Did you do the compression check correctly?
-Throttle held wide open.
-All spark plugs removed.
-Good charge on the battery, and if you've got one, leave the battery charger on the battery to top it off between checking each cylinder.
-When cranking it over to check the compression, let it "hit" 4 or 5 times. Watch the gauge while it's doing this. It should come up close to it's maximum on the 2rd or 3rd "hit" and then stay there. If it takes all 5 "hits" to max out the reading, could be worn out rings.


----------



## edortir6 (May 26, 2006)

It was mostly correct. The battery is new, I removed all plugs and I did let it crank 5 times. I didn't do the rest of what u suggested though. I'll b back at it tomorrow.

You mention leaving the charger connected between checking cylinders. Aren't i supposed to do the test while the engine is warm. The engine will cool down while I'm charging wouldn't it?


----------



## jdg (Aug 27, 2009)

I guess what I meant was to leave the charger on to kinda help the battery 'maintain' it's charge while you're moving everything from one cylinder to the next. If you start out with a fully charged battery, you should be in good shape to get thru it all without killing the battery too far to affect the readings.
And compression checks should be done with the engine cold. Some will say do it with the engine warm, but I go with a cold engine. The readings might be a tad lower than with a warm engine, but a guy will get a better feel for a 'worst case scenario' on a cold engine.


----------



## edortir6 (May 26, 2006)

So I just tested the cylinders again and all were at 8.5/120 psi. It took all five hits to max out so i guess the rings are worn. I'm going to try again tomorrow with a battery charger to see what kind of results I get.


----------



## jdg (Aug 27, 2009)

Full disclosure: I don't own a Maxima, much less one of these engines. So that should take care of all those folks that'll say I don't know what I'm talking about, 'cause, well, I don't have first hand experience.
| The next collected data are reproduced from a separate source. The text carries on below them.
PR #693, opened 2018-05-15
Disable sparse inode allocation for XFS /boot (#1575797)

AdamWill:
This attempts to disable sparse inode allocation by default for
XFS filesystems mounted at /boot, as a workaround for #1575797
until grub is fixed to be able to read such XFS filesystems.

Signed-off-by: Adam Williamson <awilliam@redhat.com>

### DIFF
--- a/blivet/formats/fs.py
+++ b/blivet/formats/fs.py
@@ -1086,6 +1086,18 @@ class XFS(FS):
 
         super(XFS, self).write_uuid()
 
+    def create(self, **kwargs):
+        """Until https://bugzilla.redhat.com/show_bug.cgi?id=1575797
+        is resolved, this tries to ensure that sparse inodes are not
+        used if the mount point of the filesystem is /boot. We won't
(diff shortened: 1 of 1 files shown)


AdamWill:
I tested this just by doing an install with an updates.img containing the patch and creating /boot as xfs (using blivet-gui custom partitioning). It worked as intended: called mkfs.xfs with `-i sparse=0`, and that worked (the bootloader install succeeded and the installed system booted).

sandeen:
I've sent a [grub patch](https://lists.gnu.org/archive/html/grub-devel/2018-05/msg00057.html) to teach it to handle the new format.  Better to fix the damage there than to route around it here, IMHO.

dwlehman:
@sandeen great -- thanks!

AdamWill:
Agreed, that's much better, I was only working on this based on the suggestion that the upstream issue may not be fixed quickly. Let's close the PR.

There, now that's all settled...

What's the spec for compression on your engine?
Is this one of those engines that sucks up part of the pre-cat and ruins the engine?
When you say "took all five hits", do you mean like the first hit was 50psi, 70psi, 90psi, 110psi, then finally 120psi? Like that?
Doesn't necessarily point to rings, but it's a good indication and leans in that direction.
Put a couple of tablespoons of oil in each cylinder and repeat the test. If the compression comes up, yep, rings. If not, likely valve seats or the valves themselves.


----------



## edortir6 (May 26, 2006)

Jdgrotte, sounds like you know what you're talking about to me. What you just posted was what I read a few days ago elsewhere.
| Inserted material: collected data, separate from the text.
PR #694, opened 2018-05-15
NVDIMM support

vojtechtrefny:
#681 for rhel7-branch

### DIFF
--- a/blivet/devices/disk.py
+++ b/blivet/devices/disk.py
@@ -55,7 +55,7 @@ class DiskDevice(StorageDevice):
     def __init__(self, name, fmt=None,
                  size=None, major=None, minor=None, sysfsPath='',
                  parents=None, serial=None, vendor="", model="", bus="",
-                 exists=True):
+                 uuid=None, exists=True):
         """
             :param name: the device name (generally a device node's basename)
             :type name: str
@@ -86,7 +86,7 @@ class DiskDevice(StorageDevice):
                                major=major, minor=minor, exists=exists,
                                sysfsPath=sysfsPath, parents=parents,
                                serial=serial, model=model,
-                               vendor=vendor, bus=bus)
+                               vendor=vendor, bus=bus, uuid=uuid)
 
     def __repr__(self):
         s = StorageDevice.__repr__(self)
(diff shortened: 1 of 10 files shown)


vojtechtrefny:
Jenkins, test this please.

blivet/nvdimm.py
```diff
@@ -0,0 +1,181 @@
...
+                                          BlockDev.NVDIMMTechMode.QUERY |
+                                          BlockDev.NVDIMMTechMode.ACTIVATE_DEACTIVATE)
+        except GLib.GError:
+            return False
+        return True
+
+blockdev_nvdimm_required = NVDIMMDependencyGuard()
+
+
+log_bd_message = lambda level, msg: program_log.info(msg)
```
dwlehman: This was done on line 33 already.

blivet/nvdimm.py
```diff
@@ -0,0 +1,181 @@
...
+
+        self._namespaces = dict((namespace.dev, namespace) for namespace in namespaces)
+
+    def get_namespace_info(self, device):
+        """ Get namespace information for a device
+            :param str device: device name (e.g. 'pmem0') or path
+        """
+        for info in self.namespaces.values():
+            if info.blockdev == device or \
+               (device.startswith("/dev/") and info.blockdev == device[5:]):
```
dwlehman: You could simplify it slightly by doing `if info.blockdev == device.split("/")[-1]` or `if info.blockdev == os.path.basename(device)`. Maybe not worthwhile if this code is already on 3.1-devel.

blivet/devices/disk.py
```diff
@@ -613,3 +613,49 @@ def dracutSetupArgs(self):
...
+            :type exists: bool
+            :keyword size: the device's size
+            :type size: :class:`~.size.Size`
+            :keyword parents: a list of parent devices
+            :type parents: list of :class:`StorageDevice`
+            :keyword format: this device's formatting
+            :type format: :class:`~.formats.DeviceFormat` or a subclass of it
+            :keyword mode: mode of the namespace
+            :type mode: str
+            :keyword devname: name of the namespace (e.g. 'namespace0.0')
```
dwlehman: How is `devname` different from `name`? Is the former more like a label?

blivet/nvdimm.py
vojtechtrefny: Fixed.

blivet/devices/disk.py
vojtechtrefny: Name is something like `pmem0` (and it is what udev see as name) and devname is `namespace0.0` (this is nvdimm/ndctl "internal" name). devname is a "unique" identifier for the nvdimm "device". For example name depends on the current mode -- after reconfiguring the namespace to sector mode, the name will be changed to `pmem0s`. `namespace0.0` can be used also for nvdimms not visible by udev (without a block device, e.g. in memory mode).

vojtechtrefny:
> It would be nice if the dependency guard backport was a separate commit.

Fixed.

> Is there anything we need to do for lorax?

I hope not. This adds dependency on newest libblockdev and it depends on ndctl(-devel), but I'll check with Radek to be 100 % sure.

From what I've read it should hhave a 10.3 compression ratio and yes it does go up with every hit. I haven't tried the oil yet, but I plan to. I don't know what you mean by sucking up the pre-cat.....sorry.

BTW, I really apreciate your input thus far.


----------



## jdg (Aug 27, 2009)

Pre-cat...
I'm not even sure if it applies to this vehicle or not...but...it's something about the pre-cat (which is the cat mounted right after the exhaust manifold) breaking up due to excess heat, and somehow those bits/pieces get sucked back into the cylinder and chew the rings up.
If I come across it again, I'll cross-link it back here.


----------



## smj999smj (Jan 1, 2006)

The QR25DE's use valve timing to suck exhaust gases back into the cylinder past the exhaust valve rather than use an EGR valve setup. On the 02-03 Altimas, the precat was deteriorating and the catalyst media was being sucked into the cylinders and scratching up the cylinder walls. The 2000 Frontier used the ol' KA24DE 4-banger with an EGR setup, so it shouldn't be an issue.


----------



## jdg (Aug 27, 2009)

I guess that pretty much blows that theory out of the water :balls:
That's what I get for thinking...again...


----------



## smj999smj (Jan 1, 2006)

I would do a cylinder leakdown test on the engine. It's a better test to check for worn rings, or loss of compression due to other means, as well. You'll need a cylinder leakdown tester, however, and an air compressor.


----------